# Trying to Find People to Jam With (Incoming Rant)



## Vyn (Feb 18, 2018)

Bit of a background here - I've been writing my own stuff for years and have recently gotten into recording some of it. I haven't played in a live band for a few years now and I've developed that itch to play on stage again.

So recently at a local gig I got chatting to a few friends/friends of friends and the subject of playing and writing/gigging came up. I'd mentioned to them that I'd be interested in doing something and showed them some of the stuff I'd uploaded to SoundCloud. They dug the material and were keen on the idea of getting together to write more/improve on what the ideas I had so we all exchanged numbers and went from there.

Now I understand people have lives outside of gigs and music (Heck I study and hold down a full time job myself) but there's been absolutely crickets since. Every time I see them or others in the past out at a gig that I've spoken with the message is always "Yeah, we totally need to get around that for sure man!" but outside of that it's dead silence and no interest.

How have you dealt with non-committals?


----------



## MaxOfMetal (Feb 18, 2018)

You can't just wait on others, even if they're your buds. 

Start actively seeking band members. If your friends are serious this will light a fire under them to commit, if they're not serious you'll still have folks to play with. 

One thing I've noticed over the years, if you try to work with folks who aren't currently in an active project it can be like pulling teeth to get them to actually take the plunge into being active.


----------



## budda (Feb 18, 2018)

Skip the flakes and keep looking.


----------



## Vyn (Feb 18, 2018)

MaxOfMetal said:


> You can't just wait on others, even if they're your buds.
> 
> Start actively seeking band members. If your friends are serious this will light a fire under them to commit, if they're not serious you'll still have folks to play with.
> 
> One thing I've noticed over the years, if you try to work with folks who aren't currently in an active project it can be like pulling teeth to get them to actually take the plunge into being active.



Yeah, I've been sending a few reminder messages trying to poke them into something, maybe publicly advertising would work better. Worst comes to worst I'll rig up a few DI's, Getgood Drums and I'll solo it haha.



budda said:


> Skip the flakes and keep looking.



I think half the problem is continually encountering flakes which at the moment is just making me more and more pissed off. Everybody likes the idea but isn't willing to put in the time or effort required to get it off the ground.


----------



## budda (Feb 19, 2018)

Welcome to band life  it's a search.


----------



## bostjan (Feb 19, 2018)

Part of getting a specific outcome is asking a specific question.
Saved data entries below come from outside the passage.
PR #876, opened 2019-04-10
fix intellisense for crashes uap10

Zongrenfeng:

## Description
The last intellisense issue for crashes module in target uap10 has an issue on CI server that cannot find the xml file at the same place as the dll, so use the same one from x86 child folder as confirmed locally.

## Related PRs or issues
https://github.com/Microsoft/AppCenter-SDK-DotNet/pull/865
https://github.com/Microsoft/AppCenter-SDK-DotNet/pull/867

### DIFF
--- a/nuget/AppCenterCrashes.nuspec
+++ b/nuget/AppCenterCrashes.nuspec
@@ -47,6 +47,7 @@
     <!-- targets files add correct references to proper platforms -->
     <file src="$uwp_dir$/Microsoft.AppCenter.Crashes.targets" target="build/uap10.0"/>
     <file src="$uwp_dir$/Microsoft.AppCenter.Crashes.dll" target="ref/uap10.0" />
+    <file src="$uwp_dir$/x86/Microsoft.AppCenter.Crashes.xml" target="ref/uap10.0" />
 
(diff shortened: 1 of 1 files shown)


nuget/AppCenterCrashes.nuspec
```diff
@@ -47,6 +47,7 @@
     <!-- targets files add correct references to proper platforms -->
     <file src="$uwp_dir$/Microsoft.AppCenter.Crashes.targets" target="build/uap10.0"/>
     <file src="$uwp_dir$/Microsoft.AppCenter.Crashes.dll" target="ref/uap10.0" />
+    <file src="$uwp_dir$/x86/Microsoft.AppCenter.Crashes.xml" target="ref/uap10.0" />
```
guperrot: The x86 is weird but it works e2e when project configured on x64, I just tested 😅

Zongrenfeng: Yeah, since we don't know the correct location of the xml file exist on CI, I asked Dmitry's help for compare the files of uap and x86, and confirmed they are same. So this can be used as a work around.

Try: "Let's get together on Sunday at my place and let's jam at 2:00!" Maybe even send a link to a song to start out with as a seed. "Check out this song [insert soundcloud link]! I'd like to play around with that Sunday and see how it goes."
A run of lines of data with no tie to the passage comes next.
PR #881, opened 2019-04-19
Add auth module with failing portable signIn

guperrot:

## Description

Add auth module with failing portable signIn

### DIFF
--- a/SDK/AppCenterAuth/Microsoft.AppCenter.Auth.Shared/SignInResult.cs
+++ b/SDK/AppCenterAuth/Microsoft.AppCenter.Auth.Shared/SignInResult.cs
@@ -1,0 +1,25 @@
+﻿// Copyright (c) Microsoft Corporation. All rights reserved.
+// Licensed under the MIT License.
+
+using System;
+
+namespace Microsoft.AppCenter.Auth
+{
+    /// <summary>
+    /// Result for sign-in operation. 
+    /// </summary>
+    public class SignInResult
+    {
+        /// <summary>
+        /// Gets the user information.
+        /// </summary>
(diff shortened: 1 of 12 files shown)


SDK/AppCenterAuth/Microsoft.AppCenter.Auth.Shared/SignInResult.cs
```diff
@@ -0,0 +1,25 @@
...
+        /// Gets the user information.
+        /// </summary>
+        /// <value>The user information or null if an error occurred.</value>
+        public UserInformation UserInformation { get; internal set; }
+
+        /// <summary>
+        /// Error that occurred during sign-in.
+        /// </summary>
+        /// <value>The exception that describes the error or null if sign-in succeeded.</value>
+        public Exception Exception { get; internal set; }
```
MatkovIvan: It's already stored in `Task`

guperrot: awaiting would throw if using the task c# exception but our SDK does not throw in general.

guperrot: On second thought the argument for not throwing was because we were mostly an analytics/crash sdk at first (that can be removed without changing the behavior of the app).

For something that actually has a result and first class citizen dependency of the app that might make sense to throw, I'll speak again about that with the team and see what they think.

guperrot: Team agreed that on our C# SDK we should throw on signIn failure, so will make the change.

If they say "Sorry, I have plans Sunday," propose another day. If they say that they can't make it on that day either, but don't propose another time, take it as a firm no and look for someone else.

Then, next week, you can post a different thread about how people said they'd come but never showed up. I know how that goes, too. Musicians are flaky. Some are the flakiest flakes ever to brush anyone off. If you keep rolling on and looking, eventually, you find people who make commitments and keep them. I was in a gigging band that made decent money once, and we looked for a drummer for months and months. It was amazing how many drummers responded to ads that said "We play classic rock covers. We have gigs coming up. If you know how to play Mustang Sally and songs like that and you want to make a couple hundred bucks, call us." We got hundreds of calls. We got 50-60 drummers to tell us they'd show up to audition. About 10 ever actually made it face-to-face. We got set up with a great drummer who knew all of our covers and had great chops and didn't overplay, and he showed up to two rehearsals and one gig and then we, like, didn't see him again until well after I had to fire him over the phone (he missed a gig that he had said he'd do - we did already have a backup drummer ready in case he didn't show, though, since we got the impression he was blowing us off). This is par for the course, though. I was prepared. We went right back to auditioning and eventually got back into a quasi-stable situation with another drummer, until that went down a similar path...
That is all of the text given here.